╭─ DATASET CONTENT

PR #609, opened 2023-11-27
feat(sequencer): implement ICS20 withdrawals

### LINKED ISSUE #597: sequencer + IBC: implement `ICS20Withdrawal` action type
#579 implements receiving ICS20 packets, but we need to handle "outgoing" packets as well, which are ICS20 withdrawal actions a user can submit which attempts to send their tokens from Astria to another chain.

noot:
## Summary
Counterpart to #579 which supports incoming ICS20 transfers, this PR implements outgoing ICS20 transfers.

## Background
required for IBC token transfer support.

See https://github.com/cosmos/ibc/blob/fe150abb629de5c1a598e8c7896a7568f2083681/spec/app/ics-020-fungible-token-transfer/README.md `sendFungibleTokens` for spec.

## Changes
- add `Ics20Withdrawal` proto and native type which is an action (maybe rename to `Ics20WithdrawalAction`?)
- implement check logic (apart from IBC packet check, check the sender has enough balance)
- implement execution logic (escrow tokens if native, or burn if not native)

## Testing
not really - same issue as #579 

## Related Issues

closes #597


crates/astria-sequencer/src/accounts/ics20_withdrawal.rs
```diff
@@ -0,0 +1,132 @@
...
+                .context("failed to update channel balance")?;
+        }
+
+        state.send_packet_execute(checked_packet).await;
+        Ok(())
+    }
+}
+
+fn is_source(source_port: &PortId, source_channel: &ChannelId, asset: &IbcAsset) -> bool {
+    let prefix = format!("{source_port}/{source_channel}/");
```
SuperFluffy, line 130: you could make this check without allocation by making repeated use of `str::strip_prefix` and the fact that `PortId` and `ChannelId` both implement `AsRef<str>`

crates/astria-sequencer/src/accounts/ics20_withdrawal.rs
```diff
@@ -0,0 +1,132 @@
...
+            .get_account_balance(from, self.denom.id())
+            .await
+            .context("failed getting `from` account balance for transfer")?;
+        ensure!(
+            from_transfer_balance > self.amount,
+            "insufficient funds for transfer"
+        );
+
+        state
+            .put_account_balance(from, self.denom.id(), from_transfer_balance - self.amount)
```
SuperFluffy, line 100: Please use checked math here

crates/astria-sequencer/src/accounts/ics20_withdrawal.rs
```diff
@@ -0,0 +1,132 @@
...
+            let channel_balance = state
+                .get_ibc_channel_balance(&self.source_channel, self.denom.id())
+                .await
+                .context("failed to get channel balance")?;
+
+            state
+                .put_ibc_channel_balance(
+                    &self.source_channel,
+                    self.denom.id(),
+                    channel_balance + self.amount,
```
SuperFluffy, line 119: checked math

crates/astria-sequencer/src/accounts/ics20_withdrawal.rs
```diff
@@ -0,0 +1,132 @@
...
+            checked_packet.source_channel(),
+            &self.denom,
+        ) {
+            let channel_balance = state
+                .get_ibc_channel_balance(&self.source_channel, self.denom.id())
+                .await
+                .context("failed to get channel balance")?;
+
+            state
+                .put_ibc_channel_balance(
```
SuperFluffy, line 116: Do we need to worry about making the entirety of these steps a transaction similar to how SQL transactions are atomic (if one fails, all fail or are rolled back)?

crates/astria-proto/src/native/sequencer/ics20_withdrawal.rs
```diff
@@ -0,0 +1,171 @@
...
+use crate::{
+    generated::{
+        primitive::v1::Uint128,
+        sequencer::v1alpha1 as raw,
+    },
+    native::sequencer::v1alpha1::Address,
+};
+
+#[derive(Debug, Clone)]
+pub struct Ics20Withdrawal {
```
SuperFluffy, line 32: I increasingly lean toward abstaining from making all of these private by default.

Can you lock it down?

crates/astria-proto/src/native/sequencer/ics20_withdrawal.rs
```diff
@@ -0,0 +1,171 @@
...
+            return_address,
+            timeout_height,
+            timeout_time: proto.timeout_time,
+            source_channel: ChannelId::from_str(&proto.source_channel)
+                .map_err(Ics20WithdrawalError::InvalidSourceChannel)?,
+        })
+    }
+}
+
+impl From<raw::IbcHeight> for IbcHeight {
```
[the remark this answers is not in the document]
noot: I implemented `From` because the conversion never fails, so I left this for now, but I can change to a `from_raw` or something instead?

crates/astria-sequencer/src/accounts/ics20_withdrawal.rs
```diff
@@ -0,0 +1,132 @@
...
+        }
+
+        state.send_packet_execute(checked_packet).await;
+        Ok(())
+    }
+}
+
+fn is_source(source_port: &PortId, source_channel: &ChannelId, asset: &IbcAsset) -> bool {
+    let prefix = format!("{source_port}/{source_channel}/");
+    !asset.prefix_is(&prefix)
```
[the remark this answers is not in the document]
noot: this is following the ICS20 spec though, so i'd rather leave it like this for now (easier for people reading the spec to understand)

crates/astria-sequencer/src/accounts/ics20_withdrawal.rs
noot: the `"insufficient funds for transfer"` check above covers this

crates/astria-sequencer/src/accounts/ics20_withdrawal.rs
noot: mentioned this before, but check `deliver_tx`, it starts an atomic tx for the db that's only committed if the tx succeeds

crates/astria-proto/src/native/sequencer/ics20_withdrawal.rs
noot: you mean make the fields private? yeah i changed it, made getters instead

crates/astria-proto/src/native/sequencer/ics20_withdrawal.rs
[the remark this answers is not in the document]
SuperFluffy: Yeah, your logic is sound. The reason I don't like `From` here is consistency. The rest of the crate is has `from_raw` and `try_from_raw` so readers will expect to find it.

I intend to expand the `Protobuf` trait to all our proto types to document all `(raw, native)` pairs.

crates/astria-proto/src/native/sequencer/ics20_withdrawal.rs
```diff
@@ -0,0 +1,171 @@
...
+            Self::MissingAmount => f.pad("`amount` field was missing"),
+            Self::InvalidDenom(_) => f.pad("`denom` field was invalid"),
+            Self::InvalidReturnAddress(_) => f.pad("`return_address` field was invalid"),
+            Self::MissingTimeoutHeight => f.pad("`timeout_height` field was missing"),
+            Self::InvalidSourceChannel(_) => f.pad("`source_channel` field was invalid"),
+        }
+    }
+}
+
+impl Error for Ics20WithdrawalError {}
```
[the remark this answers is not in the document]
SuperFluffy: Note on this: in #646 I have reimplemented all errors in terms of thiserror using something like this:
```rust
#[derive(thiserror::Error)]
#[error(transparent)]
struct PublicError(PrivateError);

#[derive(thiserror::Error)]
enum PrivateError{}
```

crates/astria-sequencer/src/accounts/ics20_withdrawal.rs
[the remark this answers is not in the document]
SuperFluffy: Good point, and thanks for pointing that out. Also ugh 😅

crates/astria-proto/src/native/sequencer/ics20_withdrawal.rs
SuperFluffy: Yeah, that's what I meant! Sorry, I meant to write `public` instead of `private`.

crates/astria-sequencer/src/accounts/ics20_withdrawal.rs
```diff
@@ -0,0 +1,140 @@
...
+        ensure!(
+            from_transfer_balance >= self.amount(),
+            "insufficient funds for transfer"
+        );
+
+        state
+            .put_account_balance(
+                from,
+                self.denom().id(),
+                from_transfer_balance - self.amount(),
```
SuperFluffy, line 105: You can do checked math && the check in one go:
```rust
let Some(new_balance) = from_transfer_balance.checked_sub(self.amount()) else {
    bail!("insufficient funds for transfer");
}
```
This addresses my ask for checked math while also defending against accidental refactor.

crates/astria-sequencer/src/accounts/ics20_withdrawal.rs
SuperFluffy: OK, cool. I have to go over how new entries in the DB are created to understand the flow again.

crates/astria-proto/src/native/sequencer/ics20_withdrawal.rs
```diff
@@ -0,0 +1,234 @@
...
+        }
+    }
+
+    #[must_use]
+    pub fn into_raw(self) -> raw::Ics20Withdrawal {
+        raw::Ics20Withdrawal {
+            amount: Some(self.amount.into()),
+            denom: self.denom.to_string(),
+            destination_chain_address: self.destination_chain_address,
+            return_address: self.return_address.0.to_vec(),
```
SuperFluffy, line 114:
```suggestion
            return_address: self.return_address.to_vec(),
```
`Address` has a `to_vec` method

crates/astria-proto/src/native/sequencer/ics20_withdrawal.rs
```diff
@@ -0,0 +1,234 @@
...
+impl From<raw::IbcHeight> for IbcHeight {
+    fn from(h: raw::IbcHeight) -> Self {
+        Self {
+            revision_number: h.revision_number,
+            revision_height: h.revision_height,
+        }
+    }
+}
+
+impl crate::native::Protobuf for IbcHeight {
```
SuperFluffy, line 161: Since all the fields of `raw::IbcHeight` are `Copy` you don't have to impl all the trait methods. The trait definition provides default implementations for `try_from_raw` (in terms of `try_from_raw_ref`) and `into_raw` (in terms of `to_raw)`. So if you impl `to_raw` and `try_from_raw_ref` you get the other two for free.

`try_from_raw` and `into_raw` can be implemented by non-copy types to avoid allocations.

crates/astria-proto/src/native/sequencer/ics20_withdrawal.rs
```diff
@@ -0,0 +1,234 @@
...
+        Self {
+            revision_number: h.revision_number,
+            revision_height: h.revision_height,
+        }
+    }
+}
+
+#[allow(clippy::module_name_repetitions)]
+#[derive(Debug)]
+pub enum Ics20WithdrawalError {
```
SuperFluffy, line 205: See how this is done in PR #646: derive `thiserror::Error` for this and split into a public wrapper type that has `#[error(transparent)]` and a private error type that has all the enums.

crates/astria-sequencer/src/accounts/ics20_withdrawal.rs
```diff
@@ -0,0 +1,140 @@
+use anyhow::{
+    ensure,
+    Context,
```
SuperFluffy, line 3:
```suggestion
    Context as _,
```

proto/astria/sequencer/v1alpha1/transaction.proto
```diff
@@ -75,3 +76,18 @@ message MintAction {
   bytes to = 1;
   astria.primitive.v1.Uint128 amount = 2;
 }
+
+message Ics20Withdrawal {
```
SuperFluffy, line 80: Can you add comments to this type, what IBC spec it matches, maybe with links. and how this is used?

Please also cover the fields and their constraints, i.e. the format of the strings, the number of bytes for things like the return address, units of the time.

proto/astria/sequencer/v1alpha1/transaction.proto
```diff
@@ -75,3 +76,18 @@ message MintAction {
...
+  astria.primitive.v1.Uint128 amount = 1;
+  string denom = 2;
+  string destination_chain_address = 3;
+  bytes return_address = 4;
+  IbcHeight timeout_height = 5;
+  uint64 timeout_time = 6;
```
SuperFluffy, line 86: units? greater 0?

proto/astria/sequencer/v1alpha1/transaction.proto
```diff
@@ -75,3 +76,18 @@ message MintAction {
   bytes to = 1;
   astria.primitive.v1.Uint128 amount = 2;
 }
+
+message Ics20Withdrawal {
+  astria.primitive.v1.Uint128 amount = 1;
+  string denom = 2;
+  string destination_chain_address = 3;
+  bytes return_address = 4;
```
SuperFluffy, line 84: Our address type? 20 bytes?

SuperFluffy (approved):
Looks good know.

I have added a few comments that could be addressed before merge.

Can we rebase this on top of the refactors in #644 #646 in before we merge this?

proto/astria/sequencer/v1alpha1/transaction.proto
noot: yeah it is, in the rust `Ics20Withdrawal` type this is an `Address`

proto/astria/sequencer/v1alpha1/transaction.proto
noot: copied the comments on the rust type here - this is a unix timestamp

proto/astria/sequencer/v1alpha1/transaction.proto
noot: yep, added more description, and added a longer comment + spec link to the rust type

╰─

Please give again only the lines from the start of the material through the line holding "### LINKED ISSUE", exactly as they are written.

**SOLUTION:**
PR #609, opened 2023-11-27
feat(sequencer): implement ICS20 withdrawals

### LINKED ISSUE #597: sequencer + IBC: implement `ICS20Withdrawal` action type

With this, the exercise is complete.